Task input below:
PR #1461, opened 2016-02-01
Set slf4j dependencies version in root pom.

groldan:
Homogenize slf4j dependency version, there were
several mixed versions across modules.

Upgrade to latest stable 1.7.14.

### DIFF
--- a/src/pom.xml
+++ b/src/pom.xml
@@ -844,8 +844,18 @@
    </dependency>
    <dependency>
      <groupId>org.slf4j</groupId>
+     <artifactId>slf4j-api</artifactId>
+     <version>1.7.14</version>
+   </dependency>
+   <dependency>
+     <groupId>org.slf4j</groupId>
      <artifactId>slf4j-log4j12</artifactId>
-     <version>1.4.2</version>
+     <version>1.7.14</version>
+   </dependency>
+   <dependency>
+     <groupId>org.slf4j</groupId>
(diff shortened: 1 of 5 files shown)


src/pom.xml
```diff
@@ -844,8 +844,18 @@
    </dependency>
    <dependency>
      <groupId>org.slf4j</groupId>
+     <artifactId>slf4j-api</artifactId>
+     <version>1.7.14</version>
```
jodygarnett: Thanks for adding to dependency management section.

(I agree with only two entries it is not worth breaking out a ``${slfj.version}`` property.

jodygarnett:
Thanks for the build improvement.

jodygarnett:
@groldan - noticed this was to the 2.7.x branch, can I ask you to cherry pick this change to 2.8.x and master.

groldan:
@jodygarnett sure, thanks, my next question was going to be if I should create separate PR's for 2.8.x and master.

jodygarnett:
Just do it.
On Mon, Feb 1, 2016 at 5:56 PM Gabriel Roldan <notifications@github.com>
wrote:

> @jodygarnett <https://github.com/jodygarnett> sure, thanks, my next
> question was going to be if I should create separate PR's for 2.8.x and
> master.
>
> —
> <https://github.com/geoserver/geoserver/pull/1461#issuecomment-178066317>.
>
-- 
--
Jody Garnett

PR #1462, opened 2016-02-01
[GEOS-7395] Add missing JARs to geofence plugin (2.8.x backport)

nmco:
This also corrects some spaces issues.


simboss:
Apparently the failure looks unrelated.  Going ahead with the merge, weill fix right away if something happens...

PR #1465, opened 2016-02-02
GEOS-7360 GWC-diskquota-config exception

NielsCharlier:


dromagnoli:
Hi @NielsCharlier, 
I have locally applied your patch and it seems resolved. So I would say "+1" on merging it once travis is Green
Thanks for the fix.

PR #1478, opened 2016-02-06
Remove JDK8 dependency and make rule tests predictable (backport 2.8.x)

nmco:
Make rule tests predictable


aaime:
Merging, build failure is unrelated, it's likely the Boundless repository with broken metadata causing this (will follow up on the devel list)

PR #1479, opened 2016-02-06
Make Rule tests predictable

nmco:


aaime:
Merge, build failure is unrelated (it's an old random failure that we never figured out)

PR #1484, opened 2016-02-08
[GEOS-7414] Fix LayerGroups styles handling in Geofence

nmco:
Currently if GeoFence is active a request like this:

`curl -X GET 'http://localhost:8080/geoserver/wms?SERVICE=WMS&VERSION=1.1.1&REQUEST=GetMap&FORMAT=image%2Fpng&TRANSPARENT=true&STYLES=,line&LAYERS=tiger-ny,tiger_roads&SRS=EPSG%3A4326&WIDTH=531&HEIGHT=768&BBOX=-74.05900955200195%2C40.640830993652344%2C-73.87670516967773%2C40.9045028686523445' -o result.png`

will provoke an index out of bounds exception.

This patch allow GeoFence to properly handle requests that contains LayerGroups, normal Layers and dynamic styles.

This patch also adds a test case for this.

Associated issue: https://osgeo-org.atlassian.net/browse/GEOS-7414

### DIFF
--- a/src/community/geofence/src/main/java/org/geoserver/geofence/GeofenceAccessManager.java
+++ b/src/community/geofence/src/main/java/org/geoserver/geofence/GeofenceAccessManager.java
@@ -1,5 +1,5 @@
 /*
- *  Copyright (C) 2007 - 2015 GeoSolutions S.A.S.
+ *  Copyright (C) 2007 - 2016 GeoSolutions S.A.S.
  *  http://www.geo-solutions.it
  *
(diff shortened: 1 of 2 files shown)


simboss:
Had a cursory look, it looks fine to me.

Minor thing, there is no JIRA for the issue highlighted here, I would create it and reference it in all PR.

nmco:
Issue created and pull request info updated.

mbarto:
Looks good to me

PR #1486, opened 2016-02-09
GEOS-7415: fixed printing module demo page, broken during wicket upgrade

mbarto:


src/extension/printing/src/test/java/org/geoserver/printing/PrintDemoPageTest.java
```diff
@@ -20,15 +20,17 @@ public void setup() {
     public void testCSS() {
```
aaime: Header not updated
End of Task input.
Determine how many lines in the records include the word "there", and reply with that number alone.

Problem solution
2